International Cigar Butts
Peter pursued investment opportunities of the “cigar butt” variety. He didn’t adhere to the Buffett style of buying wonderful companies and holding for the long term. Cundill bought deeply undervalued securities and sold when they reached fair value.
He also didn’t restrict himself to stocks and he took up large positions in distressed debt.
Peter was called the “Canadian Buffett,” but I think his approach shares more similarities with the investment style of Seth Klarman.
The book is a short, quick read and covers Peter’s investment career and his unfortunate illness. I wish the book covered Peter’s personal life a bit more in depth, but it was still a good read and filled with bits of Peter’s wisdom. Some of my favorite Peter Cundill quotes are below:
- “The most important attribute for success in value investing is patience, patience, and more patience. The majority of investors do not possess this characteristic.”
- “The value method of investing will tend to give better results in slightly down to indifferent markets and less relatively sparkling results in a raging bull market. What matters, however, is that the method will provide a consistent compound rate of return in the middle teens over very long periods of time.”
- “I’m buying your stock because it’s cheap and for no other reason.” – Peter’s response to the management of J. Walter Thompson, who didn’t understand why Peter was buying their stock!
- “I think that the financial community devotes far too much time and mental resource to its constant efforts to predict the economic future and consequent stock market behavior using a disparate, and almost certainly incomplete, set of statistical variables.”

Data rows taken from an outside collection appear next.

PR #2188, opened 2021-08-05
Allow users with System admin or Become user ACLs to become users when not in debug mode

acrellin:
This fixes a bug in the logic that didn't allow a user with the "Become user" ACL to become another user when not in debug mode, and now also allows users with the "System admin" ACL to do the same.

This PR also updates the GitHub actions workflows to only test `load_demo_data` in one workflow (the model tests), and bumps the data loader timeout to 3s.

### DIFF
--- a/skyportal/handlers/become_user.py
+++ b/skyportal/handlers/become_user.py
@@ -6,12 +6,9 @@ class BecomeUserHandler(BaseHandler):
     def get(self, new_user_id=None):
         if not (
             self.cfg['server.auth.debug_login']
-            or len(
-                {'System admin', 'Become user'}.intersection(
-                    set(self.current_user.permissions)
-                )
+            or {'System admin', 'Become user'}.intersection(
+                set(self.current_user.permissions)
             )
-            > 0
         ):
             return self.error("Insufficient permissions")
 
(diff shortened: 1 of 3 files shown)


skyportal/handlers/become_user.py
```diff
@@ -1,23 +1,29 @@
...
-        if (
+        if not (
             self.cfg['server.auth.debug_login']
-            or ACL.query.get('Become user') in self.current_user.permissions
+            or len(
+                {'System admin', 'Become user'}.intersection(
+                    set(self.current_user.permissions)
+                )
+            )
+            > 0
```
stefanv, line 14: The `len > 0` is probably superfluous.

stefanv (commented):
Looks good, thanks Ari!  There seems to be two unrelated changes here (test_api_and_frontend.yaml and data_loader.py).

skyportal/handlers/become_user.py
acrellin: Updated

acrellin:
@stefanv yes, the data loader timeout and deleting the superfluous test were related to getting this PR green. Can we include them here (they're in the PR description) or would you like me to break them out to separate PRs?

stefanv:
Fine to include them here if they're relevant.  Go ahead and merge on green.

acrellin:
Failure unrelated: ` FAILED skyportal/tests/api/test_photometry.py::test_token_user_big_post`

PR #2191, opened 2021-08-09
Pin latest baselayer

stefanv:
Also update data loader timeouts to be a bit more robust


dmitryduev (approved):
Unrelated failure in `test_get_ztfref_url`, merging.

PR #2192, opened 2021-08-10
Pin baselayer

stefanv:


stefanv:
Some real issues identified.  Not so much with baselayer, but with endpoints in SP itself.  Do not merge.

PR #2197, opened 2021-08-12
Fix spectrum comment previews

### LINKED ISSUE #2200: Spectrum comment attachments not found
A spectrum comment attachment uploaded via the API shows as missing:

image

This is being addressed by [PR#2197](https://github.com/skyportal/skyportal/pull/2197).

stefanv:
- Modify the app routing regexps to ensure that
  `/api/comments/10/attachment/spectrum` is reachable
- Return a sensible error message if no attachment exists
- Modify CommentAttachmentPreview to fetch attachment from
  the appropriate endpoint for either object or spectrum comment

Closes #2200

### DIFF
--- a/skyportal/app_server.py
+++ b/skyportal/app_server.py
@@ -111,13 +111,19 @@ skyportal_handlers = [
     (r'/api/candidates(/[0-9A-Za-z-_]+)/([0-9]+)', CandidateHandler),
     (r'/api/candidates(/.*)?', CandidateHandler),
     (r'/api/classification(/[0-9]+)?', ClassificationHandler),
-    (r'/api/comment', CommentHandler),
-    (r'/api/comment(/[0-9]+)/attachment', CommentAttachmentHandler),
+    (
+        r'/api/comment(/[0-9]+)/attachment(/(?:object|spectrum))?',
+        CommentAttachmentHandler,
+    ),
     # Allow the '.pdf' suffix for the attachment route, as the
     # react-file-previewer package expects URLs ending with '.pdf' to
     # load PDF files.
-    (r'/api/comment(/[0-9]+)/attachment.pdf', CommentAttachmentHandler),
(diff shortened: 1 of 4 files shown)


skyportal/app_server.py
```diff
@@ -111,13 +111,19 @@ def log_request(self, handler):
...
+    ),
     # Allow the '.pdf' suffix for the attachment route, as the
     # react-file-previewer package expects URLs ending with '.pdf' to
     # load PDF files.
-    (r'/api/comment(/[0-9]+)/attachment.pdf', CommentAttachmentHandler),
-    (r'/api/comment(/[0-9]+)?(/.+)?', CommentHandler),
+    (
+        r'/api/comment(/[0-9]+)/attachment.pdf(/(?:object|spectrum))?',
+        CommentAttachmentHandler,
+    ),
```
guynir42, line 124: Does the ?: in the parenthesis do anything in this context or is it just faster to match things?

guynir42 (approved):
Looks good!

skyportal/app_server.py
stefanv: The `?:` means it's a non-matching group.  I needed to specify `(object|spectrum)`, which I'm not sure how to do without brackets.  The `?:` is to say: don't try and *use* those brackets.  I *think* I checked and saw that removing that breaks things, but may be worth double checking.

scizen9 (approved):
Thanks for the quick turnaround.  My only question concerns the pdf specific code as most of the SEDM attachments will be png images.  I'm guessing png is handled by default.

scizen9:
Just added issue #2200 that can be closed when this is merged.

stefanv:
> Thanks for the quick turnaround. My only question concerns the pdf specific code as most of the SEDM attachments will be png images. I'm guessing png is handled by default.

PNG is handled, yes.  We need an endpoint that ends on `.pdf` for browsers to recognize PDF downloads.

- Particularly relevant: “Computers actually don’t do much more than making it quicker for investors to react to information. The problem is that having the information in its raw state on a second by second basis is not all the same thing as interpreting and understanding its implications, and this applies in rising markets as well as falling ones. Spur of the moment reactions to partially digested information are, more often than not, disastrous.”
- “If it is cheap enough, we don’t care what it is.”
- “Curiosity is the engine of civilization. If I were to elaborate it would be to say read, read, read and don’t forget to talk to people, really talk, listening with attention and having conversations, on whatever topic, that are an exchange of thoughts. Keep the reading broad, beyond just the professional. This helps to develop one’s sense of perspective on all matters.”
- “I think it is very useful to develop a contrarian cast of mind combined with a keen sense of what I would call “the natural order of things.” If you can cultivate these two attributes you are unlikely to become infected by dogma and you will begin to have a predisposition towards lateral thinking – making important connections intuitively.”